#### EXERCISE DESCRIPTION
The expected result is every entry, retyped character for character.

Records from a collection
Segment Open
Issue #1100, opened 2020-08-07
[Proposal] "Continuous Deployment Hours"


jayzalowitz:
Continuous deployment is great, but deploy hours are great things to enforce in this system.

Would yall be willing to add something that is basically business hours?

@cloudcustodian has some good examples https://cloudcustodian.io/docs/quickstart/offhours.html

benlangfeld:
We implement this as a pre-deploy check in the shipit.yml. I can drop an example shortly. It works well for us.

benlangfeld:
Apologies for the delay, but here is our implementation:

In shipit.yml:

```yml
review:
  checks:
    - bundle exec bin/prod_deploy_time_limit
```

In `bin/prod_deploy_time_limit`:

```ruby
#!/usr/bin/env ruby

# frozen_string_literal: true

require "active_support/all"
require "tzinfo"
require "tzinfo/data"

tz = Time.find_zone("America/New_York")
now = tz.now

puts "Considering current time #{now}"

if now.saturday? || now.sunday?
  puts "Deploys not allowed at the weekend"
  exit 1
end

if now.friday? && now > tz.parse("16:30 pm")
  puts "Deploys not allowed on Friday after 16:30 Eastern"
  exit 1
end

puts "No time restriction active. Deploys allowed."
exit 0
```

casperisfine:
I think this is an interesting feature, and I do remember some interest for it. 

It can indeed be done with a pre-deploy check, but it could make sense as a more polished feature.

I'm just not sure wether it would make more sense as a global configuration or as a part of `shipit.yml` (or both?)

benlangfeld:
> I'm just not sure wether it would make more sense as a global configuration or as a part of `shipit.yml` (or both?)

In our case this is applied only to a single stack, not even globally to a whole repo, let alone globally to all repos. I think it needs to go in `shipit.yml`.

benlangfeld:
@powerhome Will contribute this feature once #1102 is merged.

casperisfine:
> once #1102 is merged.

Damn, I really need to review that, but it's really too big. Any way you could break it up? e.g. by not submitting the API just yet etc?

benlangfeld:
[...]

PR #1361, opened 2024-08-24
Segment Closed
#### RESPONSE
Issue #1100, opened 2020-08-07
[Proposal] "Continuous Deployment Hours"


jayzalowitz:
Continuous deployment is great, but deploy hours are great things to enforce in this system.

Would yall be willing to add something that is basically business hours?

@cloudcustodian has some good examples https://cloudcustodian.io/docs/quickstart/offhours.html

benlangfeld:
We implement this as a pre-deploy check in the shipit.yml. I can drop an example shortly. It works well for us.

benlangfeld:
Apologies for the delay, but here is our implementation:

In shipit.yml:

```yml
review:
  checks:
    - bundle exec bin/prod_deploy_time_limit
```

In `bin/prod_deploy_time_limit`:

```ruby
#!/usr/bin/env ruby

# frozen_string_literal: true

require "active_support/all"
require "tzinfo"
require "tzinfo/data"

tz = Time.find_zone("America/New_York")
now = tz.now

puts "Considering current time #{now}"

if now.saturday? || now.sunday?
  puts "Deploys not allowed at the weekend"
  exit 1
end

if now.friday? && now > tz.parse("16:30 pm")
  puts "Deploys not allowed on Friday after 16:30 Eastern"
  exit 1
end

puts "No time restriction active. Deploys allowed."
exit 0
```

casperisfine:
I think this is an interesting feature, and I do remember some interest for it. 

It can indeed be done with a pre-deploy check, but it could make sense as a more polished feature.

I'm just not sure wether it would make more sense as a global configuration or as a part of `shipit.yml` (or both?)

benlangfeld:
> I'm just not sure wether it would make more sense as a global configuration or as a part of `shipit.yml` (or both?)

In our case this is applied only to a single stack, not even globally to a whole repo, let alone globally to all repos. I think it needs to go in `shipit.yml`.

benlangfeld:
@powerhome Will contribute this feature once #1102 is merged.

casperisfine:
> once #1102 is merged.

Damn, I really need to review that, but it's really too big. Any way you could break it up? e.g. by not submitting the API just yet etc?

benlangfeld:
[...]

PR #1361, opened 2024-08-24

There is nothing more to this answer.